Toronto-based software startup Ukko Agro has secured $5.1 million CAD in seed financing and the support of Canadian agriculture investors to fuel the growth of its AgTech platform.
“The development and practical use of predictive analytics to support decision-making in agriculture is a gap in the digital ag market.”
Ag Capital Canada
Through its plug-and-play, predictive analytics platform, Ukko aims to help farmers and other agriculture sector players determine when to apply water, nutrients, and pesticides to certain crops and geographies by leveraging IoT tech, machine learning, and data science.
Founded in 2017 by CEO Ketan Kaushish and CTO Avi Bhargava, Ukko Agro claims it has developed the capacity to rapidly build predictive models, in house, for disease, insect, crop growth, and irrigation forecasting. The startup aims to help agricultural companies make more informed crop management decisions.
This fresh capital brings Ukko Agro’s total equity financing to $6.5 million. The company has secured $7.9 million to date, including government grants.
Kaushish told BetaKit that Ukko Agro raised this funding to accomplish a few main goals: broaden its reach with new and existing customers; improve its data science capabilities; add more crops and geographies; and build more integrations with other agriculture platforms.
Kyle Scott, managing director of Conexus Venture Capital and Emmertech, said he sees Ukko Agro as a winner given Kaushish and Bhargava’s “perfect blend of Ag industry and machine learning experience.”
“Having just begun with its disease analysis and recommendation engine, Ukko is already seeing rapid growth as it moves into pest, irrigation and other recommendations,” Scott told BetaKit. “This will drive ROI for growers while driving sustainability on farms and in the supply chain.
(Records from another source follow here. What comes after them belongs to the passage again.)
PR #2990, opened 2026-09-14
Fix(jsx): provision `batch` runtime import for cross-file reactive factories

### LINKED ISSUE #2985: compiler: cross-file reactive factory leaves batch() unimported in generated client JS
### What happened?

When a cross-file reactive factory imports and calls `batch` from `@barefootjs/client`, the compiler inlines the factory and provisions other runtime primitives such as `createSignal`, but does not provision `batch`.

Compilation succeeds with no diagnostics. The generated client module contains a bare `batch(...)` call but its `@barefootjs/client/runtime` import does not include `batch`, causing `ReferenceError: batch is not defined` when the callback runs.

### Component source that reproduces it (if handy)

```tsx
// useCounter.tsx
'use client'

import { batch, createSignal } from '@barefootjs/client'

export function useCounter() {
  const increment = () => batch(() => setCount(count() + 1))
  return { count, increment }
}

// Counter.tsx
'use client'

import { useCounter } from './useCounter'

export function Counter() {
  const { count, increment } = useCounter()
  return <button onClick={increment}>{count()}</button>
}
```

### Expected vs. actual (if known)

Expected: the generated client module imports both `batch` and `createSignal` from `@barefootjs/client/runtime`, and clicking the button increments the count.

Actual: compilation reports no error and emits code equivalent to:

```js
import { createSignal, /* other helpers */ } from '@barefootjs/client/runtime'

const [count, setCount_bf0] = createSignal(0)
const increment = () => batch(() => setCount_bf0(count() + 1))
```

Clicking the button throws:

```text
ReferenceError: batch is not defined
```

On current main, `batch` is exported by the client runtime but is absent from `RUNTIME_IMPORT_CANDIDATES` in `packages/jsx/src/ir-to-client-js/imports.ts`.

### Environment (if relevant)

- BarefootJS version: `main` at `8cc668200a6db1d56623546d1a71b7edc86b447e` (also reproduced with `0.35.7`)
- Adapter: compiler-level reproduction with `TestAdapter`; originally observed with Go Template
- Runtime: Bun `1.4.2`; browser runtime failure
- OS: macOS / Darwin `25.6.0`

kfly8:
## Summary

- `batch`, exported by `@barefootjs/client`, was missing from `RUNTIME_IMPORT_CANDIDATES` (`packages/jsx/src/ir-to-client-js/imports.ts`) — the list `detectUsedImports` scans to decide which `@barefootjs/client/runtime` helpers a generated client bundle needs to import.
- A cross-file reactive factory that imports and calls `batch` (e.g. `useCounter.tsx` calling `batch(() => setCount(...))`, imported by a consumer component) compiled with no diagnostics, but the emitted client module's runtime import never included `batch` — a bare `batch(...)` call in the bundle threw `ReferenceError: batch is not defined` at hydration.
- Added `batch` to the candidate list, right next to the other core reactive primitives.

## Test plan

- Added `M17b` to `packages/jsx/src/__tests__/reactive-factory-cross-file.test.ts`, mirroring the existing `M17` (`onMount`) regression pin: a cross-file `useCounter` factory that imports and calls `batch`, asserting the generated client module's `@barefootjs/client/runtime` import includes `batch`.
- Verified the new test fails without the fix (`ReferenceError`-shaped repro: `batch` absent from the emitted import) and passes with it.
- `bun test packages/jsx/src/__tests__/reactive-factory-cross-file.test.ts` — 40 pass.
- `bun test packages/jsx/src/__tests__` — full suite green aside from two pre-existing failures in `primitive-resolver-alias.test.ts` unrelated to this change (verified they fail identically on `main`).

Closes #2985

https://claude.ai/code/session_01TWia6nuNDPEB5QUToHSAyu

---
_Generated by [Claude Code](https://claude.ai/code/session_01TWia6nuNDPEB5QUToHSAyu)_


kfly8:
@kfly8 this is ready for review after the Polish pass.

**What**: Fixes #2985 — `batch` (from `@barefootjs/client`) was missing from `RUNTIME_IMPORT_CANDIDATES` in `packages/jsx/src/ir-to-client-js/imports.ts`, the list `detectUsedImports` scans to decide which runtime helpers the generated client bundle needs. A cross-file reactive factory that called `batch(...)` compiled clean but the emitted `@barefootjs/client/runtime` import omitted it, throwing `ReferenceError: batch is not defined` at hydration. The fix adds `batch` to that list (every other reactive primitive was already there).

**How to verify**:
- Code review + simplify pass on this diff turned up nothing to change — it's a one-line addition to an existing candidate list plus a regression test, already following the established pattern for every other runtime helper in that array. No fixup commits were needed.
- Run the new regression test: `bun test packages/jsx/src/__tests__/reactive-factory-cross-file.test.ts` — this includes the new `M17b` case (`batch is provisioned from usage for a cross-file factory (#2985)`).
- Optionally reproduce the original bug by checking out the parent commit (`git show HEAD~2:packages/jsx/src/ir-to-client-js/imports.ts` to diff) and re-running the same test — `M17b` fails without the fix.

**Expected result**: `bun test packages/jsx/src/__tests__/reactive-factory-cross-file.test.ts` reports `40 pass, 0 fail`. The `M17b` assertion specifically confirms the generated client JS's `@barefootjs/client/runtime` import line now includes `batch`, matching `/import\s*\{[^}]*\bbatch\b[^}]*\}\s*from\s*'@barefootjs\/client\/runtime'/`.

---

We believe Ukko will become the default recommendation engine of choice for value chain partners – from growers to retailers to the chemical and seed companies.”
Kaushish said that when it came to raising money for this round, Ukko Agro was “very strategic and targeted” agricultural expertise and connections. The startup has gained both through VCs like Emmertech, Ag Capital Canada, and Telus Ventures.
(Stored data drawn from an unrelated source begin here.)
PR #2983, opened 2026-09-13
feat(spring): add integrations/spring — Spring Boot Pebble demo (#2101)

kfly8:
## Summary

Stacked on #2982 (Phase 6 docs). Adds `integrations/spring/` — a full-parity Spring Boot demo app — completing the last deliverable listed on the Pebble adapter tracking issue (#2101):

> Integration example — recommend Spring Boot for reach (accept the image size), `integrations/spring/`; standard demo set + blog; shared e2e green; SSE must not block the servlet thread pool (use async/SseEmitter — same lesson as fastapi's asyncio SSE).
> Wiring: dev proxy, docker-compose, README, `ci-java.yml` (setup-java + gradle/maven cache), deploy job; container listens on 8080 (#2080 postmortem).

### Pebble Java runtime additions (`packages/adapter-pebble/java`)

All additive — existing constructors/behavior unchanged, `gradle test` stays 512/512 green:

- **`Bf.java`**: `register_script`/`register_preload` now record into a shared, deduped list, plus a `scripts()` readback method — mirrors the Rust runtime's `Arc<RenderSession>`-shared `scripts`/`script_seen`; a host application has no other way to recover the accumulated `<script>`/`<link rel="modulepreload">` tags for a render tree. `Bf.newRoot(scopeId, sibling[, rootProps])` lets several independently-rendered top-level islands on one page (a region-shell layout) share one accumulator. A new `(rootScopeId, engine, manifest, rootProps)` constructor seeds a root render's `bf-p` hydration payload, matching `render.rs`'s `render_root` — without it, a `@client` root re-hydrates its reactive state from nothing rather than the props it was actually rendered with, silently discarding an SSR'd list/object prop on hydration (a real bug caught via an actual browser, not just a code read).
- **`ChildMeta.java` / `DeriveStashFromDefaults.java`**: made public so a host app can use them outside the package.
- **`ManifestLoader.java`** (new): `load()` extracted out of `Main` (same behavior, now shared) plus `loadFromBuildManifest()`, a faithful Java port of the Rust runtime's `register_components_from_manifest` — registers every compiled component from a real `bf build` `manifest.json` in one call, the production path `integrations/spring`'s `Render` class uses.

### `integrations/spring/`

[...]

Issue #2994, opened 2026-09-14
Non-JS SSR adapters silently render empty for a module-scope helper (function or arrow) called in a template position


kfly8:
## Summary

Split out of #2988 during fixture verification for that issue's fix.

A module-top-level helper — either declaration form, `function fmt(s) { ... }` or the arrow form `const fmt = (s) => ...` — that is safe to reference by bare name from a component's template (it closes over nothing but its own parameters) renders correctly on the Hono reference adapter (real JS execution) but does NOT render correctly on any non-JS "Marked Template" adapter. **All 8 non-Hono adapters were directly verified against their real toolchains in this investigation** (ERB/Ruby, Jinja/Python, minijinja/Rust, Twig/PHP, Blade/PHP, Go, Text::Xslate/Perl, Mojolicious/Perl).

The failure mode differs by adapter family:
- **ERB, Jinja, minijinja (Rust), Twig, Blade, Text::Xslate**: silently render the slot **empty**, with no compile-time diagnostic.
- **Go**: `html/template` treats the bare reference as a struct-field lookup and the generated program **crashes at render time** (`go run` exits non-zero: `template error: ... executing "Widget" at <.Fmt>: can't evaluate field Fmt in type main.WidgetProps`).
- **Mojolicious**: `Mojo::Template` runs under Perl `strict` and the bare `$fmt` **crashes at render time** too, with a different error: `Global symbol "$fmt" requires explicit package name (did you forget to declare "my $fmt"?)`. (ERB was ported FROM this adapter but does NOT share this crash — Ruby's ERB binding just stringifies a missing local to empty instead.)

Either way this is a silent divergence at the TS/JSX **compile** layer (`known-limitation` + `bug` tier per this repo's compatibility policy: the compiler itself emits no diagnostic for a shape it cannot faithfully lower on these targets) — the failure only surfaces once the generated Go/Ruby/Python/Perl/PHP program actually runs.

## Repro

```tsx
'use client'
import { createSignal } from '@barefootjs/client'

const fmt = (s: string) => s.toUpperCase()
// or: function fmt(s: string) { return s.toUpperCase() }

export function Widget({ label }: { label: string }) {
  const [count, setCount] = createSignal(0)
  return (
    <div>
      <span>{fmt(label)}</span>
      <button onClick={() => setCount(count() + 1)}>{count()}</button>
    </div>
  )
}
```

- Hono (real JS execution): `<span>HI</span>` — correct.
[...]

PR #2995, opened 2026-09-14
feat(adapter-pebble): production manifest loading + script/preload accumulation (#2101)

kfly8:
## Summary

Stacked on #2982 (Phase 6 docs). Split out of the original #2983 (per review discussion — the combined diff was too large for pullfrog's automated review to complete; splitting on a natural seam keeps each PR independently reviewable and small).

Additive Java runtime changes to `packages/adapter-pebble/java` needed by a real production host (the `integrations/spring` example, stacked on this PR). Existing constructors/behavior unchanged, `gradle test` stays 512/512 green.

- **`Bf.java`**: `register_script`/`register_preload` now record into a shared, deduped list, plus a `scripts()` readback method — mirrors the Rust runtime's `Arc<RenderSession>`-shared `scripts`/`script_seen`; a host application has no other way to recover the accumulated `<script>`/`<link rel="modulepreload">` tags for a render tree. `Bf.newRoot(scopeId, sibling[, rootProps])` lets several independently-rendered top-level islands on one page (a region-shell layout) share one accumulator. A new `(rootScopeId, engine, manifest, rootProps)` constructor seeds a root render's `bf-p` hydration payload, matching `render.rs`'s `render_root` — without it, a `@client` root re-hydrates its reactive state from nothing rather than the props it was actually rendered with, silently discarding an SSR'd list/object prop on hydration (a real bug caught via an actual browser during the Spring integration's own build).
- **`ChildMeta.java` / `DeriveStashFromDefaults.java`**: made public so a host app can use them outside the package.
- **`ManifestLoader.java`** (new): `load()` extracted out of `Main` (same behavior, now shared) plus `loadFromBuildManifest()`, a faithful Java port of the Rust runtime's `register_components_from_manifest` — registers every compiled component from a real `bf build` `manifest.json` in one call, the production registration path a real host uses.

## Test plan

- [x] `gradle test` (`packages/adapter-pebble/java`) — 512/512, before and after
- [x] `bun run lint` — clean

https://claude.ai/code/session_017mtcDc4LcsxrtiRc9TLJPR

---
_Generated by [Claude Code](https://claude.ai/code/session_017mtcDc4LcsxrtiRc9TLJPR)_


kfly8:
The `lockfile` check failed on `ci-compat.yml`'s `support matrix freshness > committed ui/support-matrix.lock.json matches a fresh computeSupportMatrix()` test. Investigated — this doesn't look like this PR's fault:

- This PR only touches `packages/adapter-pebble/java/**` (new Java source + test files); no TS/compat-layer code changed.
- Reproduced locally on this exact commit (000113f): `bun test packages/compat/__tests__/support-matrix.test.ts` — all 8 tests pass (with a longer timeout; the default 5s times out in this sandbox purely on `computeSupportMatrix()`'s own runtime, unrelated to correctness).
- Regenerated `ui/support-matrix.lock.json` via `bun run support-matrix:lock` locally and diffed against the committed file — zero drift.
- CI's own failure completed in 106ms (a real comparison mismatch, not a timeout), which I could not reproduce locally at all — points to non-determinism in `computeSupportMatrix()` itself rather than genuine content drift from this PR.

Re-ran the failed job once (`rerun_failed_jobs` on run 34844258453) to confirm the flake theory, per this repo's CI posture.

---

kfly8:
Follow-up on the `lockfile` failure: the re-run failed identically (same off-by-one `pass`/`total` diff for `pebble` across many constructs). I dug further and now have strong evidence this is **not** reproducible from this PR's diff, though I can't fully explain the CI-side result:

**Why this PR's diff structurally cannot cause it**: `computeSupportMatrix()` (`packages/compat/src/support-matrix.ts`) is a pure join over the *committed* `packages/adapter-tests/coverage-map.json` (denominators — `total`) and each adapter's *static* `conformancePins`/`renderDivergences` exports (numerators — `pass`/`gaps`). I grepped `packages/compat/src/` for any Java/Gradle coupling — none exists; nothing here shells out to `java`/`gradle` or reads anything under `packages/adapter-pebble/java/`. This PR only touches files under that directory.

**Three independent clean-room reproductions, all green**:
1. A fresh `git worktree` + fresh `bun install` + fresh adapter builds on the **base branch** (`claude/charming-faraday-dp4a4g-6-docs`, pre-dating this PR) — `bun test packages/compat` passes fully.
2. The same clean-room setup on **this PR's branch** (`claude/charming-faraday-dp4a4g-7a-pebble-runtime-api` @ 000113f) — `bun test packages/compat/__tests__/support-matrix.test.ts` passes fully (8/8), including the exact test CI fails.
3. The same worktree running CI's **exact command**, `bun test packages/compat` (all 12 files, not just the one), to rule out cross-test-file state pollution — 623/623 pass.

Also confirmed `packages/adapter-tests/coverage-map.json` and `ui/support-matrix.lock.json` are byte-identical between my local checkout and `origin/claude/charming-faraday-dp4a4g-7a-pebble-runtime-api` (no push drift).

I don't have a way to reproduce or further root-cause this from here, and I'd rather not blindly edit `ui/support-matrix.lock.json` to match a CI-computed diff I can't explain — that risks masking a real, separate problem or just reverting on the next run if it's genuinely CI-side non-determinism. `test`, `naming`, `check`, and `pullfrog` are all green on this PR; only `lockfile` is red.

@kfly8 — flagging for a decision here rather than guessing further: worth a look at the actual runner, or should I try something else (e.g. merging the base branch in to force a clean re-checkout, in case something about this branch's git state itself is the issue)?

---

kfly8:
Follow-up: root-caused this, and it wasn't a flake or CI non-determinism after all.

“It’s not just getting the money in,” said Kaushish. “They’re directly working with us in helping us expand the business as well.”
The CEO highlighted that Emmertech’s LPs in particular include big Prairies-based farms and retailers, adding that the Saskatchewan-based fund is already introducing Ukko Agro to its LPs, who he said “could be big customers for us.” Kaushish said that Jay Bradshaw, GP and managing principal at Ag Capital Canada has also played a “pivotal” role in making “key introductions” to potential clients.
Telus’ venture capital arm has also recently focused on expanding its reach into the agricultural sector, investing in a number of AgTech companies around the world. Kaushish said Ukko Agro sees opportunity in integrating with Telus’ portfolio companies.
Ukko Agro first started testing its ForeSight platform for farmers in 2018. After spending over three years working with farmers to learn more about their operations and build and develop its tech solution, Bhargava told BetaKit that Ukko Agro has gotten to the point that it now understands “how to connect farmers with other players in the value chain.”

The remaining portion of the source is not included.